→ Exercise requirements
Take every line from the data that has the word "value" in it.

→ Dataset entries
════════
PR #124, opened 2018-07-11
#15886823 Admin add asset purchase date

QUDUSKUNLE:
### What does this PR do?
- It allows an admin to add assets purchase date 

- Add purchase date column to Asset model
- Ensure no test is broken

- Go to admin dashboard and add new asset

### Screenshot
- 
screen shot 2018-07-11 at 2 27 39 am
screen shot 2018-07-11 at 2 28 25 am


core/migrations/0011_auto_20180710_1540.py
```diff
@@ -0,0 +1,19 @@
+# Generated by Django 2.0.1 on 2018-07-10 15:40
```
collinmutembei: Looks like you generated several migrations over the course on adding the `purchase_date` field. While checking all of them in still works fine at the system level, I have often found that generating one migration file for every change on the models results in a more readable diff. Having one file to review when there are changes affecting the database means that the team has a better understanding of the implication of the changes. You could delete<sup>1</sup> the three migration files (`0009_asset_purchase_date.py`, `0010_auto_20180710_1244.py` and `0011_auto_20180710_1540.py`) and generate one consolidated file.

1. **Remember** to commit the deletions

core/models/asset.py
```diff
@@ -231,6 +231,7 @@ class Asset(models.Model):
     serial_number = models.CharField(
         unique=True, null=True, blank=True, max_length=50)
     created_at = models.DateTimeField(auto_now_add=True, editable=False)
+    purchase_date = models.DateField()
```
collinmutembei: Considering the nature of the purchase date; It **cannot** be in the future...how about we include a validator method to the `purchase_date` model field to raise a _ValidationError_ when the date is set to a value in the future.
I do realise that validation that this would increase the scope of the task. What do you think @QUDUSKUNLE @egichuri ?

core/migrations/0011_auto_20180710_1540.py
QUDUSKUNLE: @collinmutembei thanks, changes effected.

core/models/asset.py
egichuri: since it's validation for a field added it can be done as part of this ticket

collinmutembei: @QUDUSKUNLE You can reference Django's [docs](https://docs.djangoproject.com/en/2.0/ref/validators/) to understand how to go about it.

QUDUSKUNLE: @collinmutembei Thanks. Changes effected.

core/validator.py
```diff
@@ -0,0 +1,10 @@
+import datetime
+from django.core.exceptions import ValidationError
+from django.utils.translation import gettext_lazy as _
+
+
+def validate_date(value):
+    if value > datetime.date.today():
+        raise ValidationError(
+            _('%(value)s invalid purchase date'), params={'value': value},
```
collinmutembei: As an admin it might to be clear on the onset as to what makes a purchase date invalid. Update this message to be more convey the meaning. Thanks.

QUDUSKUNLE: Can you suggest? Or is this okay `Purchase date cannot be in the future`

collinmutembei: That sounds better @QUDUSKUNLE. It does leave out one crucial part though; what a valid purchase date it. There's no harm in being verbose as necessary.

collinmutembei: > "2018-07-02 is invalid. Purchase date can only be set to today or a date in the past"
════════
→ Answer section
collinmutembei: Considering the nature of the purchase date; It **cannot** be in the future...how about we include a validator method to the `purchase_date` model field to raise a _ValidationError_ when the date is set to a value in the future.
+def validate_date(value):
+    if value > datetime.date.today():
+            _('%(value)s invalid purchase date'), params={'value': value},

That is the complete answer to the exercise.